As Auto-Tune is making its way into everything nowadays, public awareness of the process is rising. The recent Time article about Auto-Tune and its creator is a good read, but it oversimplifies the principles behind the algorithm.
In the article, Andy Hildebrand’s background in seismic analysis is viewed as the key to his later work with pitch correction. Hildebrand apparently used autocorrelation for seismic mapping, which is viewed as the key to his later success with Auto-Tune:
He was debating the next chapter of his life at a dinner party when a guest challenged him to invent a box that would allow her to sing in tune. After he tinkered with autocorrelation for a few months, Auto-Tune was born in late 1996.
What the article fails to mention is that autocorrelation has been used for pitch detection since at least the 1970’s. Rabiner and Schafer’s book “Digital Processing of Speech Signals” describes the process in detail, and it was published in 1978. Eventide pitch shifters used autocorrelation starting in the 1980’s, to peform their splicing detection and pitch correction.
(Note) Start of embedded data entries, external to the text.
PR #1454, opened 2024-01-15
Add tests to API token

ZitaNemeckova:
How the page works:
Screenshot 2024-01-15 at 19 47 25
After clicking Generate token:
Screenshot 2024-01-15 at 19 47 32

### DIFF
--- a/cypress/e2e/hub/api-tokens.cy.ts
+++ b/cypress/e2e/hub/api-tokens.cy.ts
@@ -4,8 +4,19 @@ describe('API Tokens', () => {
   before(() => {
     cy.hubLogin();
   });
-  it('it should render the api tokens page', () => {
+  it('should render the api tokens page', () => {
     cy.navigateTo('hub', APITokens.url);
     cy.verifyPageTitle(APITokens.title);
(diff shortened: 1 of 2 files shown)


cypress/e2e/hub/api-tokens.cy.ts
```diff
@@ -1,11 +1,22 @@
 import { APITokens } from './constants';
 
 describe('API Tokens', () => {
-  before(() => {
+  beforeEach(() => {
     cy.hubLogin();
   });
```
nixocio, line 6: Is there a particular reason to login before every test? If we can re-use the session that would make the tests a bit faster.

ZitaNemeckova: This may not be needed. I'm debugging on GH so it's still WIP. I want to get it green before I try to remove it :)

ZitaNemeckova: And it wasn't. Nice catch!

nixocio (approved):
🥇

PR #1455, opened 2024-01-15
Add tests to Signature keys

ZitaNemeckova:
How the page works:
Screenshot 2024-01-15 at 20 33 12


cypress/e2e/hub/signature-keys.cy.ts
```diff
@@ -1,12 +1,42 @@
...
-  it('it should render the signature keys page', () => {
+  it('should render the signature keys page', () => {
     cy.navigateTo('hub', SignatureKeys.url);
     cy.verifyPageTitle(SignatureKeys.title);
   });
+  it('should show no content when no data', () => {
+    cy.contains('No signature keys yet').should('be.visible');
+  });
+  it('should contain correct table headers', () => {
+    // galaxykit not supporting signature keys yet, mocking instead
```
himdel, line 17: it's not galaxykit, it's that the api instance is running 4.7.1 without signing services configured

himdel (approved):

nixocio (approved):
🚢

cypress/e2e/hub/signature-keys.cy.ts
ZitaNemeckova: Fixed the comment

PR #1464, opened 2024-01-16
Async select filters, support query for chip label

jamestalton:
This allows async filter which have values like "1" or "2" to have a callback to query the label for the value and show that label in the filter chips.

Screenshot 2024-01-16 at 12 28 01 PM


vidyanambiar (approved):
lgtm

PR #1469, opened 2024-01-16
Simplify column management modal

jamestalton:
The column management dialog is too busy.
This is a simple tweak to make the column management dialog only show the setting for the currently selected view type.


nixocio (approved):
Since tests are passing. 👍

PR #2477, opened 2024-06-06
[AAP-25091] Uses resource id for edit schedule instead of params

AlexSCorey:
This resolves AAP-25091.  Instead of relying on the params to get the resource ID we get that information from the form.


skochay330 (approved):
Works perfectly, thank you!

PR #2494, opened 2024-06-10
GitHub Action Update Success Job

jamestalton:
We need to cut our Cypress costs.
Part of that is to stop using the Cypress dashboard for component tests.
This will save ~75% in costs.
There is a new job  as part of the pipeline that indicates if that pipeline was success.
This makes it easier to have that as the only required check for PRs.
Since the team has decided that E2E are not required, this removes the requirement of E2E from the success job.


nixocio (approved):
@jamestalton explained the why there. Ty

PR #2499, opened 2024-06-10
[AAP-24169, AAP-24170, AAP-24171] Removes unused file and lots of TODOS

AlexSCorey:
This addresses AAP-24169, AAP-24170, AAP-24171 which are all TODOS that are in a file called `launchHandlers.tsx`.  This file is no longer being used and I deleted the file.


vidyanambiar (approved):

nixocio:

PR #2500, opened 2024-06-10
Use GET action to generate content type options in AWX role wizard instead of POST

mabashian:
Normal users won't have POST in the OPTIONS response but they will have GET


vidyanambiar (approved):
lgtm!

nixocio:

PR #2501, opened 2024-06-10
Allow write-in values for async single selects

keithjgrant:
Adds a new `writeInOption` prop for async single select. If given, this callback can create an on-the-fly select option based on the user's search query


vidyanambiar (approved):
Looks good!  
Do we have a use case for this or is it being added as nice to have?

PR #2503, opened 2024-06-11
inventories run command test for constructed inventories

MilanPospisil:


cypress/e2e/awx/resources/inventoryHost/runCommandFunction.ts
```diff
@@ -0,0 +1,98 @@
...
+        cy.getByDataCy('checkbox-column-cell').click();
+
+        cy.contains('button', 'Confirm').click();
+
+        cy.getByDataCy('Submit').click();
+
+        // Credentials tab
+
+        // not sure why this is needed, but it ensures the test stability
+        cy.wait(4000);
```
MilanPospisil, line 63: There may be some issue with the tabs in framework, or with selection component, but without some waiting after moving to the new tab, this tests fails constantly in the selector in CI, but not localy.

ZitaNemeckova (approved):

PR #2504, opened 2024-06-11
Fix multiple lookup-button elements

ZitaNemeckova:
Use cases:
- For Job template when there's more than 50 items for inventories and projects there's gonna be two `cy.get('svg[data-cy="lookup-button"]')` elements -> it's not possible to click on correct one
- After clicking  `cy.get('svg[data-cy="lookup-button"]')` we need to wait for the table to load before we look for anything


nixocio:

nixocio (approved):
We got in a call and we test this change as a group.

kialam:
Ran the following tests locally against the test server and they pass:
workflowVisualizerCRUD
executionEnvironments
applications
inventoryGroup

PR #2514, opened 2024-06-12
Add assertion to singleSelectBy to ensure it is visible before perfor…

kialam:
…ming an action.


akus062381 (approved):

jamestalton:
```
cy.contains('.pf-v5-c-menu__item-text', exactMatch ? regExp : value)
```

Will already wait until a component that has a class of .pf-v5-c-menu__item-text containing the value is found before trying to act on it.
Adding the .should('be.visible') is not fixing that a dropdown has not loaded.

kialam:
Closing as the added assertion is unnecessary.

PR #2517, opened 2024-06-12
Removes deprecated hook and replaces it with the current hook

AlexSCorey:
This removes a deprecated usePagDialog hook and replaces it with usePageDialogs.  no functionality should change.  

In an effort to clean up our code base and remove deprecated items in order to improve our QOL and improve our testing issues I think this PR is pertinent.


h-kataria:
@AlexSCorey do we need tests to verify changes in this PR?

AlexSCorey:
@h-kataria Since this does not bring in any functionality changes from a UI perspective I believe that current tests should be sufficient

PR #2519, opened 2024-06-13
Fix notifiers tests

MilanPospisil:
Fix assert that item is deleted.
Filter for item now waits for single item row (and header row).

Also wait for the reload more longer.

### DIFF
--- a/cypress/e2e/awx/administration/notifiers/notifiersTabs.cy.ts
+++ b/cypress/e2e/awx/administration/notifiers/notifiersTabs.cy.ts
@@ -241,12 +241,10 @@ function testToggle(
     cy.get(`[aria-label="${type_enable}"]`).click();
 
     // reload page to check if the toggle is working and try to disable it
-    cy.reload();
-    cy.get(`[aria-label="${type_disable}"]`, { timeout: 25000 }).click();
+    cy.get(`[aria-label="${type_disable}"]`, { timeout: 5000 }).click();
 
     // check if it is disabled again
-    cy.reload();
-    cy.get(`[aria-label="${type_enable}"]`, { timeout: 25000 });
+    cy.get(`[aria-label="${type_enable}"]`, { timeout: 5000 });
   });
 }
 
--- a/cypress/e2e/awx/administration/notifiers/notifiersTabs.cy.ts
+++ b/cypress/e2e/awx/administration/notifiers/notifiersTabs.cy.ts
@@ -17,7 +17,7 @@ describe('Notifications', () => {
     });*/
   });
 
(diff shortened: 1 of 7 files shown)


himdel (approved):
Sounds reasonable given the contraints :) :+1:

cypress/e2e/awx/administration/notifiers/notifiersTabs.cy.ts
```diff
@@ -242,11 +242,11 @@ function testToggle(
 
     // reload page to check if the toggle is working and try to disable it
     cy.reload();
-    cy.get(`[aria-label="${type_disable}"]`, { timeout: 15000 }).click();
+    cy.get(`[aria-label="${type_disable}"]`, { timeout: 25000 }).click();
```
vishsanghishetty, line 245: I think we can do this without using reload
see if this code is useful which I have written for Management Job Schedules and Notification tabs
```
cy.get('.pf-v5-c-switch__label.pf-m-on')
                  .should('have.text', 'Schedule enabled')
                  .should('be.visible');
```

                // Toggle the schedule to disabled
                cy.getByDataCy('toggle-switch').click();

                // Assert the schedule is disabled
                cy.get('.pf-v5-c-switch__label.pf-m-off')
                  .should('have.text', 'Schedule disabled')
                  .should('be.visible');`

vishsanghishetty: or this
`//enable and disable start, success and failure switches of the notifier
              cy.toggleAndAssert(['start', 'success', 'failure']);`

cypress/e2e/awx/administration/notifiers/notifiersTabs.cy.ts
```diff
@@ -242,11 +242,11 @@ function testToggle(
...
 
     // check if it is disabled again
     cy.reload();
-    cy.get(`[aria-label="${type_enable}"]`, { timeout: 15000 });
+    cy.get(`[aria-label="${type_enable}"]`, { timeout: 25000 });
```
vishsanghishetty, line 249: same as above

vishsanghishetty (commented):
I am going to review further and leave comments if any. thanks for the fixes

cypress/e2e/awx/administration/notifiers/notifiersTabs.cy.ts
MilanPospisil: Im not sure if this will not lead to problems, because we will immidiately call switch on and switch off and that could be processed in parallel in backend and thus leading to problems. But ok, lets try it without reload.

PR #2525, opened 2024-06-14
flaky tests -> execution environments 

acruzgon:
This PR is:

- Removing the use of `Global Organization` to create Execution Environments
- Addendum to Instance Group User access Tab test to also stop using Global organization.
- Skipping additional `Teams` tests


cypress/e2e/awx/resources/executionEnvironments.cy.ts
```diff
@@ -265,15 +271,15 @@ describe.skip('Execution Environments: Edit and Bulk delete', () => {
     cy.verifyPageTitle(executionEnvironment.name + '-edited');
     cy.hasDetail('Name', executionEnvironment.name + '-edited');
     cy.hasDetail('Image', 'executionenvimage');
-    cy.hasDetail('Organization', 'Global Organization');
+    cy.hasDetail('Organization', organization.name);
   });
 
   it('can bulk delete multiple EEs from the list view and assert deletion', function () {
```
nixocio, line 277: @acruzgon do we still need to use function here? Since we are no longer `this`. Perhaps we could update just to be consistent everywhere that is not longer necessary.

acruzgon: @nixocio agree! it's not needed anymore so i'll remove it.

nixocio (approved):

PR #2529, opened 2024-06-14
Fixes flake in credentials and some job e2e tests

AlexSCorey:
One goal for this pr, within the jobs tests, is to rely less on the api to finish a job before we can act on it...delete it.  To do this I moved some tests out of the e2e test file and into a component test file and to focus less on what the api returns to us, and more on what the user can do.  In those tests we assert that a user can delete a job.  This is an improvement IMO because we no longer have to wait for the job to finish.  We can use stubbed data to load the table with completed jobs, and we can assert that the user can go through the steps necessary to delete a job.

### DIFF
--- a/cypress/e2e/awx/resources/credentials.cy.ts
+++ b/cypress/e2e/awx/resources/credentials.cy.ts
@@ -11,7 +11,6 @@ import { randomE2Ename } from '../../../support/utils';
 
 describe('Credentials', () => {
   let organization: Organization;
-  let credential: Credential;
   let user: AwxUser;
 
   before(() => {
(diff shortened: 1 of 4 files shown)


cypress/e2e/awx/resources/credentials.cy.ts
```diff
@@ -579,31 +593,31 @@ describe('Credentials Tabbed View - Job Templates', function () {
...
-          machineCredential = cred;
-        });
-      });
-      cy.createAwxTeam(awxOrganization).then((awxTeam) => {
-        createdAwxTeam = awxTeam;
-      });
-      cy.createAwxInventory().then((inv) => {
-        awxInventory = inv;
+    awxOrganization = this.globalOrganization as Organization;
+    // cy.createAwxOrganization().then((awxOrg) => {
```
acruzgon, line 597:
```suggestion
```

cypress/e2e/awx/resources/credentials.cy.ts
```diff
@@ -579,31 +593,31 @@ describe('Credentials Tabbed View - Job Templates', function () {
...
+    // awxOrganization = awxOrg;
```
acruzgon, line 598:
```suggestion
```

cypress/e2e/awx/resources/credentials.cy.ts
```diff
@@ -579,31 +593,31 @@ describe('Credentials Tabbed View - Job Templates', function () {
...
+        machineCredential = cred;
       });
     });
+    cy.createAwxTeam(awxOrganization).then((awxTeam) => {
+      createdAwxTeam = awxTeam;
+    });
+    cy.createAwxInventory().then((inv) => {
+      awxInventory = inv;
+    });
+    // });
```
acruzgon, line 615:
```suggestion
```

cypress/e2e/awx/resources/credentials.cy.ts
```diff
@@ -623,40 +637,10 @@ describe('Credentials Tabbed View - Job Templates', function () {
...
-        });
-        cy.contains(/^Success$/);
-        cy.clickButton(/^Close$/);
-        cy.clearAllFilters();
-      });
   });
 });
 
-describe.skip('Credentials Tabbed View - Team and User Access', function () {
+describe('Credentials Tabbed View - Team and User Access', function () {
```
acruzgon, line 643: we can remove `function` from here since it's not used

cypress/e2e/awx/views/jobs.cy.ts
```diff
@@ -110,104 +109,6 @@ describe('Jobs: List', () => {
   });
 });
 
-describe('Jobs: Delete', () => {
```
acruzgon, line 113: what's the reason to remove delete tests for jobs? i think we could revamp these tests instead of removing them

acruzgon (changes requested):

cypress/e2e/awx/views/jobs.cy.ts
AlexSCorey: I've removed them from this file and put them in `Jobs.cy.tsx`

acruzgon (approved):
following the best practice to avoid creating unused resources, the next two tests are not using the `credential` created in that describe block:

- `can display error toast message when running a test from the create credential form`
- `can display success toast message when running a test from the create credential form`

i'll leave it up to you. other than that it looks good!

PR #2661, opened 2024-07-09
Break apart project tests into smaller spec files and remove redundant project creation/sync

jamestalton:
Projects is the longest running spec.
- Breaks the projects spec into sub specs
- Removes creating a projects in beforeEach where not needed thus removing waits on project sync


vishsanghishetty (approved):

akus062381 (approved):
Thanks James! I've been wanting this same way of organizing all the specs for a while :-)

PR #2668, opened 2024-07-09
Order by ID instead of time for AWX ActivityStream 

TheRealHaoLiu:
Timestamp for activity stream is not indexed result in slow query with large data set. Switching to ID (which effectively will is order by created time) to improve performance


kialam:
E2E https://github.com/ansible/aap-ui/actions/runs/11861862996

kialam:
Closing in favor of https://github.com/ansible/aap-ui/pull/933

PR #2670, opened 2024-07-09
unskip inventory checks in activity stream page

ShaiahWren:
This pr unskips the following tests in `cypress/e2e/awx/administration/activity-stream.cy.ts`. Both tests have a description and have been run multiple times in the cypress UI tool with success.

`  it.skip('event column displays correct info', function () {`
`  it.skip('event details modal displays correct info', function () {`


skochay330 (approved):
Tests are passing on multiple runs, LGTM!

PR #2676, opened 2024-07-09
Fix labels for inventory type filter

daphnemaeve:
Jira issue: https://issues.redhat.com/browse/AAP-25463

Replaces ```Kind``` filter with ```Inventory Type``` filter in the Inventory list page. ```Inventory Type``` filters by the same value, but contains the correct labels for filter.

Before:
Screenshot 2024-07-09 at 4 18 28 PM

After:
Screenshot 2024-07-09 at 4 18 04 PM


kialam (changes requested):
The dropdown options are ordered differently than the order specified in `useInventoryTypeToolbarFilter()`. Once this is fixed this should be good to go.

kialam (approved):
👍

PR #2677, opened 2024-07-10
Update credentials and credential type cleanup in E2E tests

lgalis:
Update credentials and credential type cleanup in E2E tests


akus062381 (approved):
Looks good!

PR #2693, opened 2024-07-11
[AAP-25029] Fix Select EE Dialog

prat98:
This PR is for AAP-25029 which updates all old EE selects to the new `PageFormSingleSelectAwxResource` components

### DIFF
--- a/frontend/awx/resources/templates/WorkflowVisualizer/components/JobTemplateDetails.tsx
+++ b/frontend/awx/resources/templates/WorkflowVisualizer/components/JobTemplateDetails.tsx
@@ -213,13 +213,24 @@ export function JobTemplateDetails({
         label={t('Execution environment')}
         overriddenValue={template.summary_fields?.execution_environment?.name}
         isOverridden={
-          executionEnvironment?.id !== template.summary_fields?.execution_environment?.id
+          typeof executionEnvironment === 'object'
+            ? executionEnvironment?.id !== template.summary_fields?.execution_environment?.id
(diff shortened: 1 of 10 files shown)


frontend/awx/resources/templates/WorkflowVisualizer/components/JobTemplateDetails.tsx
```diff
@@ -213,13 +213,24 @@ export function JobTemplateDetails({
         label={t('Execution environment')}
         overriddenValue={template.summary_fields?.execution_environment?.name}
         isOverridden={
-          executionEnvironment?.id !== template.summary_fields?.execution_environment?.id
+          typeof executionEnvironment === 'object'
```
MilanPospisil, line 216: Great job, however, I see potential problems:

Since executionEnvironment can be now also id, which is number and can be 0, the condition above: 

isEmpty={!executionEnvironment}

is broken when ee has id 0.

And is it really necessary to have it also object, where does the object come from, when the aim of this PR is to have it number?

MilanPospisil:
I have tested the pages and it seems to work correctly. Great job @prat98 ! Please try to address one found small potential issue and its approved!

frontend/awx/resources/templates/WorkflowVisualizer/components/JobTemplateDetails.tsx
prat98: Just pushed a fix to ensure EE is always an object. This would address the issue with isEmpty and the need for conditional checks for object

jamestalton (approved):

PR #2702, opened 2024-07-12
Cypress Fix Component ChunkLoadError

jamestalton:
Testing putting all dependencies in one chunk to fix the load errors.

Rerunning multiple times.

I think this might fix some of the errors but not the ones to do with Monaco workers for json and yaml.
Might do a follow on PR to handle that.


vishsanghishetty (approved):
thanks for putting this together!

PR #2706, opened 2024-07-12
Refactor Activity stream link out

kialam:
- Replace logic to determine resource type using a param instead of relying on URL structure.


AlexSCorey (approved):
I pullled this down and tested it locally.  Works well.  Good job!

PR #2710, opened 2024-07-15
Fix JT and WFJT survey tests

jerabekjiri:
- replace `useMatch` with template type 
- fix `Failure to launch: Cannot read properties of undefined (reading 'map')` 
Screenshot from 2024-07-15 10-29-09


AlexSCorey (approved):
This looks good to me.  Well done!

PR #2712, opened 2024-07-15
[AAP-27011] Fix Job Output Details Functionality

prat98:
This is a PR for AAP-27011 which fixes the issue with the job output details functionality when clicking on certain job output rows. See Jira issue for more context.


marshmalien (approved):
Tested locally. LGTM!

In addition, the basic pitch shifting method used by Hildebrant was described by Keith Lent in a Computer Music Journal article in 1989. The idea is to chop up the vocal signal into small windowed grains, where each grain holds a single period of the input signal, and then to spit the grains out at a rate corresponding to the new pitch. This can be viewed as a form of pitch synchonous granular synthesis, where both the grains and the grain rate are determined by analysis of an incoming signal. Lent’s technique has been used by most of the formant preserving pitch shifters, including algorithms from IVL, Digitech and Eventide. The technique was independently developed by France Telecom, and is often referred to as PSOLA (Pitch Synchronous Overlap and Add).
The key to Hildebrand’s innovation is how he combined Lent’s pitch shifting method with the robust pitch detection that autocorrelation provides. Lent’s original paper used a simple time-domain method for determining the input periodicity, which resulted in audible distortion for certain input signals. I have written Lent-style pitch shifters before, and the pitch detection algorithm is critical in avoiding octave jumps, unnaturally hoarse voices, or metallic syllabants. My code had all of those problems, although my boss at the time was able to fix many of the issues. Hildebrant’s patent describes how he uses sample rate reduction and some clever mathematical tricks to create a robust pitch detector that runs much faster than standard autocorrelation.
So, if you are watching The Backyardigans, and the overly pitch corrected vocals drive you crazy, don’t just blame Andy Hildebrand – blame Keith Lent.
EDIT, 2016: OK, I was wrong. Andy Hildebrand contacted me via email with the following, that is reprinted with his permission:
No, I don’t use the Lent algorithm: way too imprecise. You are close on
the detection algorithm. The math in the patent is absolutely precise
to what I do. But that math is used continuously to track pitch as
well. I always know exactly what the pitch is. I run a simple rate
rate converter from that point and when I have to repeat a cycle
(going sharper) or delete a cycle (going flatter) I can because I know
exactly what the period is at every instant.
Apologies to Andy Hildebrand for the misinformation about the Lent algorithm, and for misspelling his name as “Hildebrant.”